The American Civil Liberties Union (ACLU) will take the Central Intelligence Agency (CIA) to court over US President Barack Obama’s assassination drone strikes.
The ACLU will go to a federal appeals court on Thursday after the US government refused to release documents related to the drone attacks, also known as the “targeted killing” program, The Guardian reported.
The ACLU has tried to file Freedom of Information Act requests to get information on the drone program from the CIA.
However, the CIA has refused to respond to the requests, saying that it cannot confirm the existence of the program.
In 2009, US Secretary of Defense Leon Panetta, who was the former director of the CIA, said, "Because these are covert and secret operations, I can't go into particulars.

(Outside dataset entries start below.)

PR #290, opened 2023-08-03
Cleanup old helm-test k8s namespaces

pdostal:
* Related ticket: [poo#123511](https://progress.opensuse.org/issues/123511)

PR #294, opened 2023-08-10
Fix pylint warnings in ocw/lib/k8s.py

pdostal:
* Follows #290

### DIFF
--- a/ocw/lib/aks.py
+++ b/ocw/lib/aks.py
@@ -53,4 +53,4 @@ class AKS(Provider):
         for cluster in clusters:
             self.log_info(f"Cleaning namespaces in AKS cluster {cluster['cluster_name']}")
             client = self.kubectl_client(cluster["resource_group"], cluster["cluster_name"]).CoreV1Api()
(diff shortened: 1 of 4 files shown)


ricardobranco777 (dismissed):
LGTM.

We should always check pylint locally, but I think we can improve our workflow by having pylint in CI not tolerate any errors.  But for this we'd have to add explicit `disable`'s in the code. WDYT?

ricardobranco777 (approved):

pdostal:
> We should always check pylint locally, but I think we can improve our workflow by having pylint in CI not tolerate any errors. But for this we'd have to add explicit `disable`'s in the code. WDYT?

That's rather question for @asmorodskyi .

I'd anyways continue in separate pull request.

asmorodskyi:
> LGTM.
> 
> We should always check pylint locally, but I think we can improve our workflow by having pylint in CI not tolerate any errors. But for this we'd have to add explicit `disable`'s in the code. WDYT?

LGTM for decrease tolerance here , main thing that we not merge with failed pipeline , until we keep this I am fine :)

PR #297, opened 2023-08-14
Install SUSE certs and enable SSL warnings

ricardobranco777:
Install SUSE certs and enable SSL warnings

### DIFF
--- a/Dockerfile
+++ b/Dockerfile
@@ -10,7 +10,8 @@ COPY requirements.txt /pcw/
 # * Install system requirements
 # * Install pip requirements
 # * Empty system cache to conserve some space
-RUN zypper -n in gcc libffi-devel && pip install --no-cache-dir -r /pcw/requirements.txt && zypper clean && rm -rf /var/cache
+RUN source /etc/os-release && zypper addrepo -G -cf "https://download.opensuse.org/repositories/SUSE:/CA/$VERSION_ID/SUSE:CA.repo" && \
+    zypper -n in ca-certificates-suse gcc libffi-devel && pip install --no-cache-dir -r /pcw/requirements.txt && zypper clean && rm -rf /var/cache
 
 # Copy program files only
 COPY ocw  /pcw/ocw/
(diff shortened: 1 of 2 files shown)


pdostal (dismissed):

ocw/lib/openqa.py
```diff
@@ -26,7 +18,7 @@ def get_url(server):
             got = openqa_client.client.requests.head(
                 url,
                 timeout=5,
-                verify=bool(os.environ.get('REQUESTS_CA_BUNDLE')),
+                verify=False,
```
dcermak, line 21: You meant this, right?
```suggestion
                verify=True,
```

ocw/lib/openqa.py
```diff
@@ -48,7 +40,7 @@ def __new__(cls, **kwargs):
     def __init__(self, **kwargs):
         kwargs.pop("server")
         self.__client = openqa_client.client.OpenQA_Client(server=self.server, **kwargs)
-        self.__client.session.verify = bool(os.environ.get('REQUESTS_CA_BUNDLE'))
+        self.__client.session.verify = False
```
clanig, line 43: This is disabling TLS verification as well.

ricardobranco777: > This is disabling TLS verification as well.

We can't verify every openQA instance with self-signed certs.

ocw/lib/openqa.py
grisu48: I was also puzzled by this but this is valid.

The reason is that `pcw` needs to query any openQA instances for job status updates. This includes openQA development instances, where many people use self-signed certificates.

grisu48 (approved):

ocw/lib/openqa.py
clanig: OK for me as well then. We might find a better overall solution to everything later.
However, I would appreciate to have a short comment why TLS verification is disabled whenever this is done in any code. @ricardobranco777 I would appreciate very much if you could add a short comment to the sections.

ocw/lib/openqa.py
clanig: OK, I see you are right. Thanks for the explanation!

clanig:
Thank you for the changes. Looks great from my perspective.

Dockerfile
```diff
@@ -28,5 +29,7 @@ VOLUME /pcw/db
 
 EXPOSE 8000/tcp
 
+ENV REQUESTS_CA_BUNDLE=/etc/ssl/ca-bundle.pem
```
grisu48, line 32:
```suggestion
# Required to use system certs in python-requests
ENV REQUESTS_CA_BUNDLE=/etc/ssl/ca-bundle.pem
```

grisu48 (approved):

asmorodskyi:
I think we also need to tweak Dockerfile_dev so we won't see this warnings during developing new features

PR #298, opened 2023-08-15
gce: Fix exception in list_zones

ricardobranco777:
Fix exception in `list_zones()` that's preventing pcw from cleaning up due to region `europe-west10` not existing.

- Related ticket: https://progress.opensuse.org/issues/134267

### DIFF
--- a/ocw/lib/gce.py
+++ b/ocw/lib/gce.py
@@ -91,13 +91,17 @@ class GCE(Provider):
         return [region["name"] for region in regions]
 
     def list_zones(self, region) -> list:
-        region = (
-            self.compute_client()
-            .regions()
-            .get(project=self.project, region=region)
-            .execute()
-        )
-        return [basename(z) for z in region["zones"]]
+        try:
+            region = (
+                self.compute_client()
+                .regions()
+                .get(project=self.project, region=region)
+                .execute()
+            )
+            return [basename(z) for z in region["zones"]]
+        except (KeyError, HttpError) as exc:
+            self.log_dbg("list_zones: %s", exc)
+            return []
 
     def delete_instance(self, instance_id, zone) -> None:
         self._delete_resource(


ocw/lib/gce.py
```diff
@@ -91,13 +91,17 @@ def list_regions(self) -> list:
...
     def list_zones(self, region) -> list:
-        region = (
-            self.compute_client()
-            .regions()
-            .get(project=self.project, region=region)
-            .execute()
-        )
-        return [basename(z) for z in region["zones"]]
+        try:
+            region = (
```
grisu48, line 95: Why not getting the regions and check, if the desired region is in the list? This error message looks like spam to me.

ricardobranco777: > Why not getting the regions and check, if the desired region is in the list? This error message looks like spam to me.

This is dynamic as regions and zones can suddenly "disappear".  That's why they can't be cached.  Also, the code that calls `list_zones()` iterates over `list_regions()`.  We wouldn't want to call `list_regions()` twice.

pdostal (approved):

ocw/lib/gce.py
grisu48: ok

ocw/lib/gce.py
```diff
@@ -91,13 +91,17 @@ def list_regions(self) -> list:
...
+                self.compute_client()
+                .regions()
+                .get(project=self.project, region=region)
+                .execute()
+            )
+            return [basename(z) for z in region["zones"]]
+        except (KeyError, HttpError) as exc:
```
asmorodskyi, line 102: again the same as in #300  we should not mute such broad exceptions . I assume you trying to handle properly case when google ( very often ) returning regions in list_regions which later in other calls returning "region does not exists " ? generally I agree with this but we must be more precise . what you catching here is too broad ....

ricardobranco777: This is better than the situation we  had before where the exception prevented the cleanup from going on.  We still must catch it, and at least we're doing something with it like logging the error.

asmorodskyi: it is big question to if it is better now . You catching all KeyError/HttpError and only doing debug message about that so they currently FULLY muted in prod instance where we have INFO log level so if something is broken in this call we missing some part of regions from cleanup and NOT getting any notifications about that anywhere I am not sure if it can be called better

ricardobranco777: This was fixed in a subsequent PR which changed log_dbg to log_err.

asmorodskyi: thanks !

PR #299, opened 2023-08-15
Verify TLS by default to avoid warnings

ricardobranco777:
Verify TLS by default to avoid SSLError warnings when connecting to openQA.  These warnings can't be disabled in `requests` for openQA only because doing so would also disable them when connecting to cloud providers.

### DIFF
--- a/ocw/lib/openqa.py
+++ b/ocw/lib/openqa.py
@@ -1,18 +1,25 @@
 from urllib.parse import urlparse
 from cachetools import cached
-from requests.exceptions import RequestException
+import requests
+from requests.exceptions import RequestException, SSLError
 import openqa_client.client
 from openqa_client.const import JOB_STATE_CANCELLED
 from openqa_client.exceptions import OpenQAClientError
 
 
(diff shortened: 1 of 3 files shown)


grisu48 (approved):
If the approach is "let's use TLS whenever possible and insecure TLS when needed", then this is good.

LGTM!

ocw/lib/openqa.py
```diff
@@ -1,29 +1,36 @@
...
+from requests.exceptions import RequestException, SSLError
 import openqa_client.client
 from openqa_client.const import JOB_STATE_CANCELLED
 from openqa_client.exceptions import OpenQAClientError
 
 
-# We don't verify TLS server certificates because we
-# may encounter self-signed or expired certificates
-DEFAULT_VERIFY = False
+DEFAULT_TIMEOUT = 3
```
asmorodskyi, line 10: why you decreased timeout ?

ricardobranco777: I felt that having the same timeout at the function that verifies TLS and the connection as way too much.

PR #301, opened 2023-08-22
Include ignore field in instances.json

grisu48:
The instances.json path should also include the ignore field to allow external applications to hide ignored instances.


pdostal (approved):

ricardobranco777 (approved):
LGTM

PR #304, opened 2023-08-31
More fixes

ricardobranco777:
This PR:
- Disables `insecure=True` in Openstack now that we install SUSE certificates.
- Fix a couple of minor pylint issues.

### DIFF
--- a/ocw/lib/openstack.py
+++ b/ocw/lib/openstack.py
@@ -25,7 +25,6 @@ class Openstack(Provider):
         if self.__client is None:
             self.__client = openstack.connect(
                 debug=bool(DEBUG),
-                insecure=True,  # Trust the certificate
                 auth_url=self.get_data('auth_url'),
                 project_name=self.get_data('project_name'),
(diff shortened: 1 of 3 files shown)


ocw/lib/openstack.py
```diff
@@ -25,7 +25,7 @@ def client(self) -> None:
         if self.__client is None:
             self.__client = openstack.connect(
                 debug=bool(DEBUG),
-                insecure=True,  # Trust the certificate
+                insecure=False,
```
asmorodskyi, line 28: I am pretty sure that `insecure=False` is default so you can just drop the line

asmorodskyi (dismissed):
LGTM

ocw/lib/openstack.py
ricardobranco777: > I am pretty sure that `insecure=False` is default so you can just drop the line

Fixed.

asmorodskyi (approved):
LGTM

pdostal (approved):

PR #311, opened 2023-09-01
Temporary fix for openQA-python-client

ricardobranco777:
Temporary fix for openQA-python-client


ricardobranco777:
Let's wait for https://github.com/os-autoinst/openQA-python-client/pull/47

PR #66, opened 2019-04-22
Ignore kube-bench controls

mjhuber:
I added support for ignoring audit controls.  Adding check ids to the `skipped_checks` variable will cause them to not affect the benchmark scoring.


sudermanjr (approved):
Looks pretty awesome to me.  Have you tried this in any clusters yet?

sudermanjr:
One possible enhancement for the future: 

When writing charts with cronjobs I have sometimes added a `ci/test-values.yaml` that forces the cronjob to run right away.

In addition to that, I have made a hook that creates a one-time job from the cronjob.  This allows the e2e testing to actually prove that the job works, not just installing the cron.

For example:

https://github.com/reactiveops/charts/blob/master/incubator/opa/templates/ca-updater-hook.yaml

mjhuber:
> One possible enhancement for the future:
> 
> When writing charts with cronjobs I have sometimes added a `ci/test-values.yaml` that forces the cronjob to run right away.
> 
> In addition to that, I have made a hook that creates a one-time job from the cronjob. This allows the e2e testing to actually prove that the job works, not just installing the cron.
> 
> For example:
> 
> https://github.com/reactiveops/charts/blob/master/incubator/opa/templates/ca-updater-hook.yaml

that's a great idea!  I'll have to think about how to let it work without datadog creds.

mjhuber:
> Looks pretty awesome to me. Have you tried this in any clusters yet?

thanks!  yes, i've been using it in a digital ocean & kops/aws cluster.

PR #71, opened 2019-04-29
Update ecr-cleanup to new version

mjhuber:
I bumped ecr-cleanup to version `0.1.6` and added the option `--keep-filters` flag.

### DIFF
--- a/stable/ecr-cleanup/templates/deployment.yaml
+++ b/stable/ecr-cleanup/templates/deployment.yaml
@@ -34,8 +34,8 @@ spec:
             - --v={{ .Values.controller.verbosity }}
             - --interval={{ .Values.controller.interval }}
             - --registry-id={{ .Values.controller.registryID }}
-{{- if .Values.controller.image_whitelist }}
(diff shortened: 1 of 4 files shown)


stable/ecr-cleanup/templates/deployment.yaml
```diff
@@ -34,6 +34,9 @@ spec:
             - --v={{ .Values.controller.verbosity }}
             - --interval={{ .Values.controller.interval }}
             - --registry-id={{ .Values.controller.registryID }}
+{{- if .Values.controller.image_whitelist }}
```
davekonopka: I might be overthinking it a bit but `whitelist` feels misleading since it's a list of things that shouldn't be cleaned up. What would you think about renaming it to `keep_filters` to match the underlying argument?

mjhuber: 👍 sounds good to me.  Updated to `keep_filters`.

sudermanjr (approved):
LGTM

I think it does suffice to say that these operations have been very effective."
“The notion that the CIA’s targeted killing program is a secret is nothing short of absurd,” ACLU Deputy Legal Director Jameel Jaffer, who will argue the case before a three-judge panel of the US Court of Appeals for the District of Columbia Circuit, said in a press release on Tuesday.
The US military has deployed assassination drones in Somalia, Afghanistan, Pakistan, Libya, Iraq, and Yemen.
Washington claims that the drones target terrorists in the operations, but civilians have often been killed in the strikes.